Rozmowa odbywa się w malutkim studiu, na zwykłych, niewygodnych krzesłach, z czarnymi kotarami za plecami rozmówców. Znakiem rozpoznawczym serii są tytułowe dwie paprocie, które otaczają gwiazdę i prowadzącego z dwóch stron. No i przede wszystkim tym, co zdecydowało o wielkim sukcesie „Between Two Ferns” jest styl wywiadów. Galifianakis - w na swój sposób uroczy sposób - obraża swoich gości, poniża, grilluje, przekręca ich nazwiska, wyśmiewa ich wybory zawodowe czy artystyczne porażki. Tym samym wyrzuca, mocnym kopniakiem w tyłek, hollywoodzkie persony z Olimpu.

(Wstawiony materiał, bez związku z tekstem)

Issue #167, opened 2023-07-29
MDAWidget should be able to load/create MDASequence without core


tlambert03:
I *think* this should be possible, but let me know @fdrgsp if you disagree.

It would be nice if all of the widgets that input/output generic schema objects from useq-schema could do that without having a system configuration loaded in core.  For example, it seems like you should be able to use `MDAWidget.get_state()` to create an MDASequence object even without the core being loaded (imagine a user not on the microscope creating an experiment and sending a json or yaml file to some other computer).  Similarly, it should be able to load the state of a Sequence without having a full core attached, but currently, you get something like this:

```pytb
In [4]: wdg = MDAWidget()

In [5]: wdg.set_state(mda)
/Users/talley/dev/self/pymmcore-widgets/src/pymmcore_widgets/_mda/_mda_widget.py:314: UserWarning: 'DAPI' config or its group doesn't exist in the 'Channel' ChannelGroup!
  self.channel_widget.set_state([c.dict() for c in state.channels])
/Users/talley/dev/self/pymmcore-widgets/src/pymmcore_widgets/_mda/_mda_widget.py:314: UserWarning: 'FITC' config or its group doesn't exist in the 'Channel' ChannelGroup!
  self.channel_widget.set_state([c.dict() for c in state.channels])
---------------------------------------------------------------------------
ValueError                                Traceback (most recent call last)
Cell In[5], line 1
----> 1 wdg.set_state(mda)

File ~/dev/self/pymmcore-widgets/src/pymmcore_widgets/_mda/_mda_widget.py:335, in MDAWidget.set_state(self, state)
    333 if state.stage_positions:
    334     self.p_cbox.setChecked(True)
--> 335     self.position_widget.set_state(list(state.stage_positions))
    336 else:
    337     self.p_cbox.setChecked(False)

File ~/dev/self/pymmcore-widgets/src/pymmcore_widgets/_mda/_positions_table_widget.py:723, in PositionTable.set_state(self, positions, clear)
    720     raise TypeError("The 'positions' arguments has to be a 'Sequence' type.")
    722 if not self._mmc.getXYStageDevice() and not self._mmc.getFocusDevice():
--> 723     raise ValueError("No XY and Z Stage devices loaded.")
    725 # variables used for autofocus devaice name check
    726 rows = set(range(self._table.rowCount()))

ValueError: No XY and Z Stage devices loaded.
```

fdrgsp:
[...]

PR #169, opened 2023-07-29
fix: remove set_state core link  in PositionTable

fdrgsp:
As discussed in https://github.com/pymmcore-plus/pymmcore-widgets/issues/167, this PR allows to set the state of the MDAWidget even if core stages are not loaded.

example:
```py
from useq import MDASequence
from pymmcore_widgets import MDAWidget
mmc = CMMCorePlus.instance()
mmc.loadSystemConfiguration()
mmc.unloadDevice("XY")
mmc.unloadDevice("Z")
m = MDAWidget()
m.show()
mda = MDASequence(stage_positions=[(1,2,3), (4,5,6)])
m.set_state(mda)
```

closes https://github.com/pymmcore-plus/pymmcore-widgets/issues/167


src/pymmcore_widgets/_mda/_positions_table_widget.py
```diff
@@ -384,7 +384,7 @@ def _add_table_row(
         row: int | None = None,
     ) -> None:
         if not self._mmc.getXYStageDevice() and not self._mmc.getFocusDevice():
-            raise ValueError("No XY and Z Stage devices selected.")
+            return
```
tlambert03, line 387: i find this behavior (do nothing and warn nothing) a little jarring.  Why not just add a position at (0,0,0) rather than aborting altogether?

fdrgsp: That's because since no xy and z stage are loaded, there are no columns visible in the position widget. So even If we add (0,0,0) there won't be anything in the table. If we want to allow this, I think  we need to completely remove the hide/show behavior of the widget. Doe you think it make sense?

tlambert03: And why do we hide stuff?  When is it useful?

fdrgsp: It's never useful I guess:joy: ...I did to that way because I liked to not see a stage column if there is no stage. But if we decide that it is more a problem than a nice feature we can remove it.

tlambert03: Ah, yep remove it. It's too surprising and specific

tlambert03: yeah, looking again now I see this all came along with the autofocus stuff in #147 ... another good example of why large PRs are tough to review.  I would go ahead and basically remove everything from #147 that wasn't strictly necessary to accomplish the collection of autofocus information.  I think that means getting rid of `_on_sys_cfg_loaded`, `_on_property_changed`, and generally all of the "core-following" stuff.

This seems to come up often: the desire to make one master widget that automagically does all the things that (e.g.) napari manager might need it to do when actively connected to a microscope session.  But I think this is probably better accomplished by subclasses for specific scenarios.  Don't do it in this PR, but after we remove this stuff, I'd like to more generally look at how deeply we've automagically connected a live core to our widgets, and consider a global concept of "follow-core".  Certainly, that's the point of many of the widgets, but it probably isn't the point of the all the widgets (like the MDA widgets) and might be better broken up into purpose-driven subclasses

fdrgsp: @tlambert03 I think I removed the column hiding behavior and left only the autofocus stuff the I have added in #147. And I also think that with this changes, the core is not much involved anymore, only in few places where I think it is necessary. But you can have a look and we can make fixes in another PR.

tlambert03:
thanks!  This is great.

In a follow up PR, let's make it so that you can edit the position table (with real numbers) even if there isn't an active stage connected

Brie Larson Between two ferns film netflix

Osobiście nigdy nie byłem fanem budowania komedii na negatywnych emocjach. Ale o dziwo Galifianakis w „Between Two Ferns” robi to w tak nieporadny i urokliwy sposób, że nie da się nie czuć do niego sympatii. A jego „żarty”, nawet gdy nie są zbyt wyszukane, potrafią bawić. Seria szybko zyskała niemałą popularność m.in. na YouTube’ie. W programie gościły największe gwiazdy, które bez problemu dały się obrażać Galifanakisowi. Gościł on m.in. Justina Biebera, Brada Pitta, Bruce’a Willisa czy nawet Baracka Obamę. Poszczególne odcinki „Between Two Ferns” osiągnęły oglądalność na poziomie ponad 20 mln wyświetleń. Można więc mówić o niemałym internetowym fenomenie.

Dziwne wręcz, że dopiero teraz powstał pełnometrażowy film rozwijający ten format. I do tego robiący to w ciekawy sposób.

„Between Two Ferns: Film” nie jest bowiem trwającym 80 minut ciągiem wywiadów Galifianakisa z kolejnymi gwiazdami. Twórcy filmu zabierają nas za kulisy produkcji.

Prowadzący postanowił udokumentować proces powstawania „Between Two Ferns” i zatrudnił ekipę, by ta nie odstępowała go z kamerą ani na krok. Oczywiście pomiędzy klasycznym fabularnym wątkiem, co jakiś czas przewijają się uwielbiane klasyczne wywiady „Between Two Ferns". A te są równie wyborne jak dawniej.

Zawsze uważałem gagi polegające na przekręcaniu nazwisk za słabe, ale Galifanakis robi to tak kapitalnie, że po raz pierwszy w życiu miałem z tego niezły ubaw. Głupie to, ale pełne szczerego uroku. Tym bardziej, że przecież sam Galifianakis posiada nazwisko, które potrafi wystawić niejednego na nie lada próbę (gdybym nie spojrzał do Google'a to pewnie zrobiłbym jakąś literówkę).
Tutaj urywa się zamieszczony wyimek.